### Available data ###

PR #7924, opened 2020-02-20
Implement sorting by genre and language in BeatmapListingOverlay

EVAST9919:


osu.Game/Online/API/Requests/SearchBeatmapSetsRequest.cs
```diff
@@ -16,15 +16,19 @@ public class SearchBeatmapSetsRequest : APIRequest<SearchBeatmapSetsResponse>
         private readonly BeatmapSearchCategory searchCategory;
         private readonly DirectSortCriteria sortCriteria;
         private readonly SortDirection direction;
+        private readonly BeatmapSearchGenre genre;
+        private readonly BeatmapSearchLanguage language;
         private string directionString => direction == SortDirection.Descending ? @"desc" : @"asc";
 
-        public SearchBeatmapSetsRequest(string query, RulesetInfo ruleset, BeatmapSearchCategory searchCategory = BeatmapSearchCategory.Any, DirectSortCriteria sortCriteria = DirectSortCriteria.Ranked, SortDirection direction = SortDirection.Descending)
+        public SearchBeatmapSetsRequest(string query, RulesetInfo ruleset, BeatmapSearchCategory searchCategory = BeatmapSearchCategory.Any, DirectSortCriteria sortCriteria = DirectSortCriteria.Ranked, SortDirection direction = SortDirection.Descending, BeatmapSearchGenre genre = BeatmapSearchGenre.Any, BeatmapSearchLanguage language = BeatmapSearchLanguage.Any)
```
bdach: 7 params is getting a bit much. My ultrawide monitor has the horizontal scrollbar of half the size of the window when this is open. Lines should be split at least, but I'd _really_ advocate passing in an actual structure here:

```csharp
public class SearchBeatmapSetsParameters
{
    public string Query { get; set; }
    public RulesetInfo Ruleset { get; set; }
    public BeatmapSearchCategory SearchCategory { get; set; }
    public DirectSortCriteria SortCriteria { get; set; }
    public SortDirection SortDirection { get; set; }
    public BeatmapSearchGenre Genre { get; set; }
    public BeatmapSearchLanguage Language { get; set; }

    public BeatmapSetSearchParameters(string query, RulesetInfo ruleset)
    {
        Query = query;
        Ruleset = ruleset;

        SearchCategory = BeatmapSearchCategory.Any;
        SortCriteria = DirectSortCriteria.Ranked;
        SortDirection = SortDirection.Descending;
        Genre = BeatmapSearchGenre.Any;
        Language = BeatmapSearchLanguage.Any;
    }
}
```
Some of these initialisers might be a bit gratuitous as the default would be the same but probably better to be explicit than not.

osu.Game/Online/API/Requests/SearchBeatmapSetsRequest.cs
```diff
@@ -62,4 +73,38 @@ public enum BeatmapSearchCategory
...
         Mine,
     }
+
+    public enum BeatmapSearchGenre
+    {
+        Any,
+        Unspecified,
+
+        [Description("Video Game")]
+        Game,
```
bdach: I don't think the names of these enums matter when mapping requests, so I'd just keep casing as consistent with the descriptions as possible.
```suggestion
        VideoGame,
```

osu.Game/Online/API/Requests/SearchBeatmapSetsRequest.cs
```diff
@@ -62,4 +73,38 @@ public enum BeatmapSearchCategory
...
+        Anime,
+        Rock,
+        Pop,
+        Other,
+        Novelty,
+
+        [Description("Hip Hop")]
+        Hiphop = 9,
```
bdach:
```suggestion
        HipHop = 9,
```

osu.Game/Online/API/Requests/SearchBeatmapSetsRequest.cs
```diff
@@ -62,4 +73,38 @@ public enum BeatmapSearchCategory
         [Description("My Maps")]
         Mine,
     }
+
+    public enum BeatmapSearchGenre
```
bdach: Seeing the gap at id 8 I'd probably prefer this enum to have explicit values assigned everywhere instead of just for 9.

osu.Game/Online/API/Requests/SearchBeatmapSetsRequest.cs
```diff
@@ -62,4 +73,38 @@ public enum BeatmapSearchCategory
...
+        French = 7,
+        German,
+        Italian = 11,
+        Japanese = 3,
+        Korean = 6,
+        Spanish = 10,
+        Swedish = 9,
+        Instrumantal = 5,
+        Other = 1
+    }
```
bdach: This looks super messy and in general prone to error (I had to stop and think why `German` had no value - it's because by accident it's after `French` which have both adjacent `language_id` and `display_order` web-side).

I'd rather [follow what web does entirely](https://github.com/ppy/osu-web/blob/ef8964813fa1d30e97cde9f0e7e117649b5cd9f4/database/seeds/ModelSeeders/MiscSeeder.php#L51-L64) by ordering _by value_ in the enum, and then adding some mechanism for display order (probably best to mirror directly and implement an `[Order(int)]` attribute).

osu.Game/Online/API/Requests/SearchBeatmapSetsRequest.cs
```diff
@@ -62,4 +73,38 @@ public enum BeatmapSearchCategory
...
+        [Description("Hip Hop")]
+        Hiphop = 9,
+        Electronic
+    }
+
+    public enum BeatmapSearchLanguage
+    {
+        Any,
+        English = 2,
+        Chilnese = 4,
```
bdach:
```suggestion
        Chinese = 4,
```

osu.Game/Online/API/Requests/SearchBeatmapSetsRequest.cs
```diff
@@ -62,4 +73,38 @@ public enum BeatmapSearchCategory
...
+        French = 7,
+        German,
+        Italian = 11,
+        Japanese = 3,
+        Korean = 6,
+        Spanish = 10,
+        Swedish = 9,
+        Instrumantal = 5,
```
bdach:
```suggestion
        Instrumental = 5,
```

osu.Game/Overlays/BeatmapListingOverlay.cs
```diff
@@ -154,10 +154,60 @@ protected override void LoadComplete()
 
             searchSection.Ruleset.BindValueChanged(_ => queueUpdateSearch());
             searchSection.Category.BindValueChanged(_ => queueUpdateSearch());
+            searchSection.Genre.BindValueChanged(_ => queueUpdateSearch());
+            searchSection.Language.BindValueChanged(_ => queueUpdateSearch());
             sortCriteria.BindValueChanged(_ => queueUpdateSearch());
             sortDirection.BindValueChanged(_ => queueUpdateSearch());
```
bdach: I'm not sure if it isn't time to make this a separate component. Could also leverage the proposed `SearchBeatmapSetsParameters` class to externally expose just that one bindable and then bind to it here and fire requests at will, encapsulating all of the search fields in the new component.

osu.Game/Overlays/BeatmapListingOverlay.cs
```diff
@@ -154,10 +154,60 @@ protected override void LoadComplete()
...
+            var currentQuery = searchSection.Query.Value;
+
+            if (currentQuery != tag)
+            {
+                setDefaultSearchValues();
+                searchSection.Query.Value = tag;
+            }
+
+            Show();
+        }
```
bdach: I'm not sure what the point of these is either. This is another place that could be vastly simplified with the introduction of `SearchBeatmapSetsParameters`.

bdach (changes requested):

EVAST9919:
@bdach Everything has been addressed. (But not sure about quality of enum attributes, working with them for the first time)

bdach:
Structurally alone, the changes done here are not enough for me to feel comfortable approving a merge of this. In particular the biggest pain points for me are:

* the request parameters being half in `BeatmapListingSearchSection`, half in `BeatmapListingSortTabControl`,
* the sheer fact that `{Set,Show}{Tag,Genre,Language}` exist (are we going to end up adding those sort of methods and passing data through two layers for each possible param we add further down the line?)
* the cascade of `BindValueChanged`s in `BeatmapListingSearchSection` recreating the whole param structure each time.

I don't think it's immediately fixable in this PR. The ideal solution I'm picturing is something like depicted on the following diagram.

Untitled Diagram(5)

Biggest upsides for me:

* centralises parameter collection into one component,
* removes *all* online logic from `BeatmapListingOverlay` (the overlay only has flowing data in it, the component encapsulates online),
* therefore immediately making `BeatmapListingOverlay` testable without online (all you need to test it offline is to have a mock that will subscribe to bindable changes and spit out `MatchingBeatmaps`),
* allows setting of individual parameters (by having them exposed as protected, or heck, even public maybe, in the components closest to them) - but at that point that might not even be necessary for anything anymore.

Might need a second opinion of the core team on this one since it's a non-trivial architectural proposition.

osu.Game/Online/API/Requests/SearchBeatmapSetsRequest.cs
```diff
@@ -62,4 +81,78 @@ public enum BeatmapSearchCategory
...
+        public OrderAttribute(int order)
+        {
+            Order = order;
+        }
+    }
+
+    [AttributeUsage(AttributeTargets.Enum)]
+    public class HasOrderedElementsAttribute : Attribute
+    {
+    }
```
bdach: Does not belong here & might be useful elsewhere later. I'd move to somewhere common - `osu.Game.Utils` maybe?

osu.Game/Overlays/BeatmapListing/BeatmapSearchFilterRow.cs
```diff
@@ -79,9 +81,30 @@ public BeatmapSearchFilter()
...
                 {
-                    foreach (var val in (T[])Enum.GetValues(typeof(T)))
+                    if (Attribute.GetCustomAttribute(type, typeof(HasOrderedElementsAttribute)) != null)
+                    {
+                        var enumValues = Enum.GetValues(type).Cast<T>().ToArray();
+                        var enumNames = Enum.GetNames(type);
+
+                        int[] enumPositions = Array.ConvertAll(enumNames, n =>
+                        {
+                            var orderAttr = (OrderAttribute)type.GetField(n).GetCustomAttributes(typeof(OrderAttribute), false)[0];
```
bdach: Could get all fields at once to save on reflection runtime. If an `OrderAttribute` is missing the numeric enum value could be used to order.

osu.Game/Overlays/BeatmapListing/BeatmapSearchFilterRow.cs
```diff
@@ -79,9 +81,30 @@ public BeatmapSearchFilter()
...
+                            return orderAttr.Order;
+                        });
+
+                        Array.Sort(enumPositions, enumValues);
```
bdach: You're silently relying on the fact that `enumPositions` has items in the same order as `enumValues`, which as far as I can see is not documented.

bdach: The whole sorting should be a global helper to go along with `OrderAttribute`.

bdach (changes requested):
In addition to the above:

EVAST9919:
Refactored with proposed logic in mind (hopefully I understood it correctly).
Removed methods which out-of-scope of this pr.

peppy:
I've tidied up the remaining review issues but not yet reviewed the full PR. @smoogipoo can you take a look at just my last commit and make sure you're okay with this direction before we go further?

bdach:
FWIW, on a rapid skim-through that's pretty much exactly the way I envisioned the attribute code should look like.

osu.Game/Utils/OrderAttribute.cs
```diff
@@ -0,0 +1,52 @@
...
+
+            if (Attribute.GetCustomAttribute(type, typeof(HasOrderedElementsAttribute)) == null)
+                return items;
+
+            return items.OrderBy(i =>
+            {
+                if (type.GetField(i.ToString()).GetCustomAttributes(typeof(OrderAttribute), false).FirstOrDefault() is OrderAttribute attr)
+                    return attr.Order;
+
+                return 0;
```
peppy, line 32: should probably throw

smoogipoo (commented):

###

**What you have to do:** Wherever the string "maybe" appears in the entries, copy that line.

**Exercise result:**
* allows setting of individual parameters (by having them exposed as protected, or heck, even public maybe, in the components closest to them) - but at that point that might not even be necessary for anything anymore.
bdach: Does not belong here & might be useful elsewhere later. I'd move to somewhere common - `osu.Game.Utils` maybe?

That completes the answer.